Start-ups and innovations are primarily presenting themselves in the circular economy. Worthy of mention are RE&UP, part of the Turkish Sanko Tekstil Group, and recyc-elit from France. In the area of ​​innovative fibers, the Belgian start-up Noosafiber is demonstrating how they turn lactic acid into fibers that are not only infinitely recyclable but also biodegradable. Also worth mentioning is the start-up SA-Dynamics, which is presenting recyclable insulation materials made from bio-based aerogel fibers. Techtextil also featured a special exhibition for textiles made from natural raw materials, with hemp as the central theme. The Canadian logistics company Unicorp Group showcased its product Vegeto Textiles, a Canadian-made thermal insulation made from hemp.

Overall, however, the topic of sustainability and circularity didn't attract nearly as much attention as expected. Rather, a sense of reluctance was evident. Sustainability wasn't a topic at many booths, and certainly not in the machinery industry. Material manufacturers may also have been cautious, so as not to promise developments that couldn't be realized in the long term.

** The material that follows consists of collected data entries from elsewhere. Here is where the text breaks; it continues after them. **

PR #203, opened 2023-11-07
Update 2.1.0 again

hmaarrfk:
@jakirkham the same error happened again.

The CI should show it too:

```
  -- Found Threads: TRUE
  CMake Error at cmake/public/cuda.cmake:65 (message):
    Found two conflicting CUDA installs:

    V12.0.76 in
    '/home/conda/feedstock_root/build_artifacts/pytorch-recipe_1699320420794/_h_env_placehold_placehold_placehold_placehold_placehold_placehold_placehold_placehold_placehold_placehold_placehold_placehold_placehold_placehold_placehold_placehold_placehold_placeh/targets/x86_64-linux/include'
    and

    V12.0.76 in
    '/home/conda/feedstock_root/build_artifacts/pytorch-recipe_1699320420794/_build_env/targets/x86_64-linux/include'
  Call Stack (most recent call first):
    cmake/Dependencies.cmake:44 (include)
    CMakeLists.txt:722 (include)
```
Checklist


jakirkham:
Thanks Mark! 🙏

It appears this is due to a change introduced in [PyTorch 2.1.0's own CTK detection logic]( https://github.com/pytorch/pytorch/pull/82695/files#diff-8e5cb190cc46be808993381a31fe9c027705d356b6bc0460368c0310ae82b273R61-R66 ). Unfortunately this check is problematic

In the Conda case, we implement a splayed layout. This means build tools (like those listed in `requirements/build`) live in one path and libraries that are linked to (like those listed in `requirements/host`) live in another path. This is common when supporting cross-compilation as we do with Conda. However this means there are cases where we do need to use some things from both paths for different reasons

It looks like @ax3l ran into this issue in the HPC SDK use case and proposed a fix ( https://github.com/pytorch/pytorch/pull/108932 ). Idk if that will work for us

In terms of our needs here, maybe just patching the check out altogether would be reasonable to get the build working

Perhaps this would be a good opportunity to discuss with @peterbell10 whether we can come up with a better check in PyTorch that works for splayed layout use cases

hmaarrfk:
ok lets try again, i took a brute force approach because we can do a bit of meta building

recipe/meta.yaml
```diff
@@ -25,6 +25,11 @@ source:
   git_tag: v{{ version }}
   patches:
     - nvml.patch  # [cuda_compiler_version == "11.2"]
+    # The patch below is probably OK for other versions too, but it is untested with them
+    # https://github.com/conda-forge/pytorch-cpu-feedstock/pull/203#issuecomment-1797352452
+    # https://github.com/pytorch/pytorch/pull/82695/files#diff-8e5cb190cc46be808993381a31fe9c027705d356b6bc0460368c0310ae82b273R61-R66
+    # https://github.com/pytorch/pytorch/pull/108932
+    - 0001-Allow-splayed-layouts.patch  # [cuda_compiler_version == "12.0"]
```
jakirkham, line 32: Think we might need this

```suggestion
    - patches/0001-Allow-splayed-layouts.patch  # [cuda_compiler_version == "12.0"]
```

hmaarrfk: thanks . i got it locally. i cleaned up a little more.

hmaarrfk:
It now fails with:
```
  CMake Error at cmake/public/cuda.cmake:64 (message):
    Failed to find nvToolsExt
  Call Stack (most recent call first):
    cmake/Dependencies.cmake:44 (include)
    CMakeLists.txt:722 (include)


```

recipe/meta.yaml
jakirkham: Thanks Mark! 🙏

jakirkham:
Thanks Mark! 🙏

Think that refers to [this check
added in the same PyTorch PR]( https://github.com/pytorch/pytorch/pull/82695/files#diff-8e5cb190cc46be808993381a31fe9c027705d356b6bc0460368c0310ae82b273R68-R70 )

As noted under [the `CUDA::nvToolsExt` doc in CMake]( https://cmake.org/cmake/help/latest/module/FindCUDAToolkit.html#cuda-toolkit-nvtoolsext ), this is a deprecated target by CMake (and NVIDIA) as it comes from NVTX 2, NVTX 3 has superseded it

Am guessing PyTorch doesn't use NVTX 2 (as this check was new in that PR). Meaning that this was purely a build configuration check

So think we can remove those lines as well

hmaarrfk:
what about this:
https://github.com/pytorch/pytorch/pull/82695/files#diff-8e5cb190cc46be808993381a31fe9c027705d356b6bc0460368c0310ae82b273R218

hmaarrfk:
can i remove it too?

recipe/build_pytorch.sh
```diff
@@ -128,20 +128,28 @@ if [[ ${cuda_compiler_version} != "None" ]]; then
...
+        export CUDA_TOOLKIT_ROOT_DIR=$CUDA_HOME
     elif [[ ${cuda_compiler_version} == 11.2 ]]; then
         export TORCH_CUDA_ARCH_LIST="3.5;5.0;6.0;6.1;7.0;7.5;8.0;8.6+PTX"
+        export CUDA_TOOLKIT_ROOT_DIR=$CUDA_HOME
     elif [[ ${cuda_compiler_version} == 11.8 ]]; then
         export TORCH_CUDA_ARCH_LIST="3.5;5.0;6.0;6.1;7.0;7.5;8.0;8.6;8.9+PTX"
+        export CUDA_TOOLKIT_ROOT_DIR=$CUDA_HOME
     elif [[ ${cuda_compiler_version} == 12.0 ]]; then
         export TORCH_CUDA_ARCH_LIST="5.0;6.0;6.1;7.0;7.5;8.0;8.6;8.9;9.0+PTX"
+        # CUDA_TOOLKIT_ROOT_DIR no longer needed for 12.0
```
jakirkham, line 152:
```suggestion
        # $CUDA_HOME not set in CUDA 12.0. Using $PREFIX
        export CUDA_TOOLKIT_ROOT_DIR="${PREFIX}"
```

jakirkham (commented):
Hmm...think you make a good point

In looking through the code see [some references to NVTX 2]( https://github.com/pytorch/pytorch/blob/ddfe5725342b0c0f707222879ca9dac305f97210/torch/csrc/profiler/stubs/cuda.cpp#L3 )

We could override [where PyTorch looks for NVTX]( https://github.com/pytorch/pytorch/blob/ddfe5725342b0c0f707222879ca9dac305f97210/cmake/Modules/FindCUDAToolkit.cmake#L1051 ), but maybe it is best to point PyTorch to where the bulk of the CTK content is in the native compilation case

It's possible this will need tweaking further in the build, but hopefully this unblocks configuration

hmaarrfk:
ok well i pushed my changes, feel free to push anything if you can. going to slee....

jakirkham:
Thanks Mark! 🙏

Have a good night

jakirkham:
It looks like Peter added a fix upstream ( https://github.com/pytorch/pytorch/pull/113174 ). Thanks Peter! 🙏

Maybe we can give that a try

hmaarrfk:
it doesn't address the nvtools issue

Tobias-Fischer:
There are two upsteam PRs that solve the nvtools issue; I am not sure which one is preferable. See https://github.com/pytorch/pytorch/issues/101135 and PRs https://github.com/pytorch/pytorch/pull/97582 and https://github.com/pytorch/pytorch/pull/106763

recipe/build_pytorch.sh
```diff
@@ -128,20 +128,29 @@ if [[ ${cuda_compiler_version} != "None" ]]; then
...
     elif [[ ${cuda_compiler_version} == 11.2 ]]; then
         export TORCH_CUDA_ARCH_LIST="3.5;5.0;6.0;6.1;7.0;7.5;8.0;8.6+PTX"
+        export CUDA_TOOLKIT_ROOT_DIR=$CUDA_HOME
     elif [[ ${cuda_compiler_version} == 11.8 ]]; then
         export TORCH_CUDA_ARCH_LIST="3.5;5.0;6.0;6.1;7.0;7.5;8.0;8.6;8.9+PTX"
+        export CUDA_TOOLKIT_ROOT_DIR=$CUDA_HOME
     elif [[ ${cuda_compiler_version} == 12.0 ]]; then
         export TORCH_CUDA_ARCH_LIST="5.0;6.0;6.1;7.0;7.5;8.0;8.6;8.9;9.0+PTX"
+        # $CUDA_HOME not set in CUDA 12.0. Using $PREFIX
+        export CUDA_TOOLKIT_ROOT_DIR="${PREFIX}"
```
jakirkham, line 153: Maybe we need to point PyTorch to the particular target directory. Usually this hasn't been needed with CMake builds, but there is at least one case where we had to go this route ( https://github.com/conda-forge/kaldi-feedstock/pull/39 )

Here's [the layout logic]( https://github.com/conda-forge/cuda-nvcc-feedstock/blob/394f3817decd9316269b5a40e5076b8bcc94dc33/recipe/activate.sh#L5-L7 ) for context

```suggestion
        if [[ "${target_platform}" == "linux-64" ]]; then
            export CUDA_TOOLKIT_ROOT_DIR="${PREFIX}/targets/x86_64-linux"
        elif [[ "${target_platform}" == "linux-ppc64le" ]]; then
            export CUDA_TOOLKIT_ROOT_DIR="${PREFIX}/targets/ppc64le-linux"
        elif [[ "${target_platform}" == "linux-aarch64" ]]; then
            export CUDA_TOOLKIT_ROOT_DIR="${PREFIX}/targets/sbsa-linux"
        else
            echo "Unsupported architecture by CUDA"
            exit 1
        fi
```

jakirkham: Also if we would rather just do the `linux-64` logic, that's fine. Just wanted to spell out the other architectures for completeness

hmaarrfk:
ok builds are incoming:

My test was to use 
```python
import torch
a = torch.randn(1024 * 1024 * 1024, device='cuda')
a + 1
```

and watch the memory on my cuda device grow using nvtop

recipe/meta.yaml
```diff
@@ -33,6 +44,7 @@ build:
   skip: true  # [cuda_compiler_version == "10.2"]
   skip: true  # [cuda_compiler_version == "11.0"]
   skip: true  # [cuda_compiler_version == "11.1"]
+  skip: true  # [cuda_compiler_version != "12.0"]
```
jakirkham, line 47: Guessing this is a temporary measure to reign in builds offline. Is that right?

jakirkham:
Nice work Mark! 🥳

@peterbell10 do the patches here look upstreamable to you? Or are there similar approaches that upstream could take that would alleviate the need for these?

recipe/meta.yaml
hmaarrfk: yes. I can add a note about it. but I'm not thrilled about using 8OSX CPUs for 8-12 hours for this.

Tobias-Fischer: Do you mean the CI CPUs? If so, can't we stop the Azure builds manually? Or do you need help with local builds?

hmaarrfk: I don't know how to stop the build manually. I just feel that somebody will remember to enable the osx builds.....

Tobias-Fischer: Agreed :)

Tobias-Fischer (approved):

hmaarrfk:
[log_files.zip](https://github.com/conda-forge/pytorch-cpu-feedstock/files/13315316/log_files.zip)

jakirkham:
Were Linux ARM packages built as well?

The mood was good - there were many satisfied faces at the exhibition stands, and it seemed that the mood among the material manufacturers was better than among the machine manufacturers.

A strong sign in any case

All in all, it was nice to queue at the trade fair entrance in the morning, to meet many like-minded people, to see textile enthusiasts from many countries of the world in the packed restaurants of the city in the evening and thus to have the feeling that the industry is alive and that it is heading towards a promising future.

In any case, I'm already looking forward to the next Techtextil/Texprocess in Frankfurt in two years. But it might also make sense to visit ITMA Asia in Shanghai in fall 2024 or Singapore in 2025. Perhaps the textile and clothing industry has long since left Europe, and real innovations will take place in other parts of the world in the future.